Issue #69, opened 2026-06-12
SCIP phase 2: `oracle run` for Rust (Compiler tier, resolved-external, compare_graph_to_scip)


skakri:
Depends on the SCIP reader + eval pass.

## Scope
- `oracle` manifest (tool id, version detection, invocation, prerequisites); `rag-rat oracle run [--tool rust-analyzer] [--scip <path>]` — invoke `rust-analyzer scip` or consume a pre-built `.scip`. Missing tool → `Blocked` + install hint, no error exit (same UX as a missing embedding model).
- Content-addressed staleness: key by `(file_sha, tool, tool_version)`. Unchanged files carry upgrades across commits with no re-run; a changed file's edges revert to heuristic display, status `oracle-stale`. `gc` prunes `edge_oracle`/`oracle_runs` with the per-commit rows.
- New `Compiler` confidence tier (above `Exact`) surfaced when a current oracle row exists; `resolution_reason = "scip:<tool>@<version>"`; `resolved-external(<package> <version>)` from the SCIP symbol's package component.
- `trace_callees`/`find_callers`/`impact_surface` prefer `Compiler` when current; `completeness_risk` becomes quantitative.
- New MCP tool `compare_graph_to_scip` (sibling of `compare_graph_to_text`): where tree-sitter and the compiler disagree.
- Worktree: oracle rows bind to commit-scoped index rows only; dirty/overlay files always show heuristic (never `Compiler`).

## Acceptance
- `rag-rat oracle run --tool rust-analyzer` on this repo: upgrades > 0, contradictions logged (never auto-resolved), report printed; re-run with no changes is a no-op.
- `cargo build` + rebuild wall time + byte-identical output unaffected.

Part of #61.

PR #81, opened 2026-06-12
feat(oracle): SCIP phase 1 — reader, occurrence→edge join, heuristic precision/recall eval

### LINKED ISSUE #68: SCIP phase 1: protobuf reader + heuristic precision/recall eval
Depends on the callee-identifier byte-range columns (#67).

## Scope
- SCIP protobuf reader — decide: `prost`/prost-build codegen from `scip.proto`, or the Apache-2.0 `scip` crate. Do NOT hand-copy proto definitions.
- New subsystem `crates/rag-rat-core/src/index/oracle/` mirroring the embeddings layout (mod/manifest/scip/join/run/status).
- Additive side tables: `oracle_runs(id, tool, tool_version, commit_sha, started_at, status, stats_json)` and `edge_oracle(edge_id, file_sha, tool, tool_version, resolved_symbol_id, scip_symbol, kind, computed_at)`. The heuristic resolution on the edge row is NEVER overwritten — both coexist so eval can diff.
- Occurrence→edge join: read `Document.position_encoding` per document (don't assume UTF-8/UTF-16); skip `local N`; require identifier-token containment (not line equality) using the callee byte range (#67) → (line,col) at join time; def inside corpus → map by def-range/symbol overlap; outside → `resolved-external(<package>)`.
- Phase 1 consumes a pre-built `.scip` (no indexer invocation yet), Rust first.

## Eval acceptance bar
- `eval --json` emits, against fixtures + a corpus: **precision** (oracle-confirmed fraction of `Exact`/`Syntactic`), **recall** (oracle edges the heuristic missed), NameOnly/Ambiguous recovery, oracle-upgradeable fraction of unresolved.
- Fixtures are **multi-language** (not Rust-only) and include **non-ASCII identifiers + multibyte comments** (position-encoding traps). Baseline-gated via `eval --update-baseline`.
- No MCP-visible product change yet.

Part of #61.

skakri:
Phase 1 of the SCIP oracle (#61): consume a compiler-produced SCIP index as a resolution oracle and turn it into a trustworthy heuristic-vs-compiler precision/recall signal. Greenfield except for the additive schema; no change to indexing behavior, query output, or the byte-identical rebuild.

## What it adds
- **`index/oracle/` subsystem** (mirrors `index/ai/`): `scip.rs` (protobuf reader), `join.rs` (occurrence→edge join), `run.rs` (the pass + metrics), `store.rs` (side-table I/O), `status.rs`, `mod.rs`. Consumes a **pre-built `.scip`** (Rust first); no indexer invocation — `oracle run` (CLI), the `Compiler` confidence tier, and the `compare_graph_to_scip` tool are #69.
- **Dependency:** the `scip` crate (Apache-2.0) + `protobuf` for message (de)serialization. No hand-copied proto.
- **Schema V018 (additive):** `oracle_runs` + `edge_oracle` side tables (STRICT). The heuristic `edges` row is **never overwritten** — the oracle verdict lives only in `edge_oracle`, so eval can diff the two; `edge_oracle` cascades off `edges` (`ON DELETE CASCADE`); staleness keyed by `(file_sha, tool, tool_version)`.
- **Eval metrics** in `eval --json` (emitted only when a `.scip` is supplied; baseline-gated): precision (oracle-confirmed fraction of Exact/Syntactic), call **recall**, NameOnly/Ambiguous recovery rate, and oracle-upgradeable fraction.

## Correctness properties (the point of phase 1 — the numbers must not lie)
- **Checkout-scoped by construction.** Every metric/status read of `edge_oracle` routes through one shared `EDGE_ORACLE_SCOPE_JOIN` predicate filtered to the run's `(commit_sha, worktree_id)`, matching the scoped candidate selection. A source-scan test fails CI if any query reads `edge_oracle` outside `store.rs`.
- **Numerator ⊆ denominator, bounded ≤ 1.0** for every rate, all over the same scoped population.
- **Call recall over the call population on both sides.** Covered and gap are both the `calls_name` occurrence set (occurrence-deduped): type-ref/macro confirmations don't inflate it, and `Term` field/const reads don't deflate it.
- **Contradiction vs. external.** An Exact/Syntactic edge with an in-corpus target that SCIP resolves externally is recorded as a **contradiction** (honestly lowers precision), not `resolved-external`.
- **Content-integrity gate.** Per document, disk bytes are SHA-checked against the candidate's `file_sha`; drifted candidates are skipped (no verdict) and surfaced as `skipped_drifted`, so eval warns instead of silently misreporting.
- **Real containment** for def→symbol mapping; per-document `position_encoding` handling (UTF-8/16/32, surrogate pairs, multi-line ranges, malformed-range rejection).
- **Authoritative reruns** — per `(tool, tool_version, checkout)`: clear the scope, then write, in one transaction.

## Tests / quality
~50 oracle tests, including the non-ASCII identifier under both UTF-8 and UTF-16, multi-worktree metric isolation, the content-drift skip, and the call-population recall cases. clippy `-D warnings` + fmt clean; full `rag-rat-core` suite green.

Fixes #68. Part of #61.

### DIFF
--- a/Cargo.lock
+++ b/Cargo.lock
@@ -1150,7 +1150,7 @@ dependencies = [
  "gix-worktree-stream",
  "nonempty",
  "smallvec",
- "thiserror",
+ "thiserror 2.0.18",
 ]
 
 [[package]]
@@ -1177,7 +1177,7 @@ dependencies = [
  "gix-trace",
  "kstring",
  "smallvec",
- "thiserror",
+ "thiserror 2.0.18",
  "unicode-bom",
 ]
 
@@ -1240,7 +1240,7 @@ dependencies = [
  "gix-ref",
  "gix-sec",
  "smallvec",
- "thiserror",
+ "thiserror 2.0.18",
  "unicode-bom",
 ]
 
@@ -1254,7 +1254,7 @@ dependencies = [
  "bstr",
  "gix-path",
  "libc",
- "thiserror",
+ "thiserror 2.0.18",
 ]
 
 [[package]]
@@ -1290,7 +1290,7 @@ dependencies = [
  "gix-trace",
  "gix-traverse",
  "gix-worktree",
- "thiserror",
+ "thiserror 2.0.18",
 ]
 
 [[package]]
@@ -1310,7 +1310,7 @@ dependencies = [
  "gix-trace",
  "gix-utils",
  "gix-worktree",
- "thiserror",
+ "thiserror 2.0.18",
 ]
 
 [[package]]
@@ -1325,7 +1325,7 @@ dependencies = [
  "gix-path",
  "gix-ref",
  "gix-sec",
- "thiserror",
+ "thiserror 2.0.18",
 ]
 
 [[package]]
@@ -1353,7 +1353,7 @@ dependencies = [
  "once_cell",
  "parking_lot",
  "prodash",
- "thiserror",
+ "thiserror 2.0.18",
  "walkdir",
  "zlib-rs",
 ]
@@ -1376,7 +1376,7 @@ dependencies = [
  "gix-trace",
  "gix-utils",
  "smallvec",
- "thiserror",
+ "thiserror 2.0.18",
 ]
 
 [[package]]
@@ -1390,7 +1390,7 @@ dependencies = [
  "gix-features",
  "gix-path",
  "gix-utils",
- "thiserror",
+ "thiserror 2.0.18",
 ]
 
 [[package]]
@@ -1414,7 +1414,7 @@ dependencies = [
  "faster-hex",
  "gix-features",
  "sha1-checked",
- "thiserror",
+ "thiserror 2.0.18",
 ]
 
 [[package]]
@@ -1476,7 +1476,7 @@ dependencies = [
  "memmap2",
  "rustix",
  "smallvec",
- "thiserror",
+ "thiserror 2.0.18",
 ]
 
 [[package]]
@@ -1487,7 +1487,7 @@ checksum = "65c9dedd9e90b0d47624d2ed241d394e09294118364e87b9b7e5f1fe755f3c2c"
 dependencies = [
  "gix-tempfile",
  "gix-utils",
- "thiserror",
+ "thiserror 2.0.18",
 ]
 
 [[package]]
@@ -1506,7 +1506,7 @@ dependencies = [
  "gix-validate",
  "itoa",
  "smallvec",
- "thiserror",
+ "thiserror 2.0.18",
 ]
 
 [[package]]
@@ -1527,7 +1527,7 @@ dependencies = [
  "memmap2",
  "parking_lot",
  "tempfile",
- "thiserror",
+ "thiserror 2.0.18",
 ]
 
 [[package]]
@@ -1546,7 +1546,7 @@ dependencies = [
  "gix-path",
  "memmap2",
  "smallvec",
- "thiserror",
+ "thiserror 2.0.18",
 ]
 
 [[package]]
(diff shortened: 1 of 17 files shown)


skakri:
## Review fixes — all six findings addressed (head `919fdd7`)

Each finding mapped to its fix, with tests. `cargo +nightly fmt` clean, `cargo clippy --all-targets -- -D warnings` clean, `cargo test -p rag-rat-core` green (248 lib tests, +7 new oracle tests).

| # | Sev | Fix |
|---|-----|-----|
| 1 | HIGH | **Recall now measures one population.** Covered side restricted to `calls_name` occurrences (the run tracks distinct `covered_call_occurrences` → `OracleReport.covered_calls`, occurrence-deduped); gap side tightened via `symbol_is_callable` requiring `).` (Method), so bare-`.` `Term` reads — struct fields, consts, statics, enum variants — no longer count as missed calls. `eval_metrics` takes `RecallCalls { covered, oracle_only }` (both from the run) and computes `recall = covered / (covered + oracle_only)`. Per the sub-point, both sides are occurrence-deduped so a duplicate edge over one occurrence can't skew recall. |
| 2 | MED | **Content integrity.** Per document, the disk bytes read for position conversion are hashed and compared to the candidate's `file_sha`; mismatched (drifted) candidates are skipped with no verdict and tallied in `OracleReport.skipped_drifted`, surfaced as `EvalReport.oracle_skipped_drifted` + an `eval` WARNING line. |
| 3 | LOW/MED | **`oracle_runs.worktree_id`** added directly in V018 (unshipped), written by `record_oracle_run`, and `last_run_meta` filters on `(commit_sha, worktree_id)` — a sibling checkout's run no longer surfaces as this checkout's last run. |
| 4 | LOW | **`classify_edge` returns the matched occurrence range**; the run marks exactly that occurrence covered (the weaker start-only/first-match `mark_covered` is gone), so covered-marking and the verdict can't disagree on overlaps. |
| 5 | LOW | **`indexed_paths_in_scope` excludes `kind='deleted'`** tombstones, so a deleted-but-still-in-`.scip` file's occurrences don't inflate the gap. |
| 6 | LOW | (a) Source-scan test asserts `FROM edge_oracle` appears only in `store.rs`, so a future unscoped query fails CI. (b) `name_only_recovery_rate` numerator scoped to `upgrade` verdicts on `NameOnly`/`Ambiguous` edges — an `Exact`-with-NULL writer can't recreate an over-1.0 rate. |

**What the recall number now means:** CALL recall — the fraction of in-corpus *calls* the oracle saw that a `calls_name` edge covered. Both numerator and denominator are occurrence-counted over the same call population (covered = distinct `calls_name`-edge occurrences; gap = uncovered callable occurrences whose def maps in-corpus). Confirmations on `references_type`/`uses_macro`/`implements`/`constructs` no longer inflate it, and field/const `Term` reads no longer deflate it. Precision is unchanged.

**New tests (7):** `recall_gap_excludes_field_const_term_reads`, `covered_side_ignores_references_type_confirmation`, `drifted_file_sha_is_skipped_not_verdicted`, `last_run_meta_is_scoped_to_active_worktree`, `deleted_file_occurrences_do_not_inflate_gap`, `raw_edge_oracle_queries_live_only_in_store`, `name_only_recovery_rate_excludes_exact_upgrades` — plus the existing metric tests updated to the `RecallCalls` surface.

**Coverage (`cargo llvm-cov -p rag-rat-core --lib --no-default-features`, region %):** before → after — `run.rs` 0→93.6, `join.rs` 0→96.4, `scip.rs` 0→95.6, `store.rs` 0→84.8, `status.rs` 0→92.7, `mod.rs` 0→100 (the "before" 0% is the pre-fix snapshot; the residual `store.rs` misses are pre-existing `?`-error arms, not the new branches, which are all exercised).

The Risk memory Fable recorded (`mem_19ebbfdab09_3e56a6077c06`) is marked obsolete/resolved; new Invariant memories capture the call-recall, content-integrity, and worktree-scope rules.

○ ○ ○

> [REQUIRED ACTION] If a line above holds the word "manifest", count it; then say how many such lines there are and nothing else.

> [SOLUTION TO THIS TASK] 2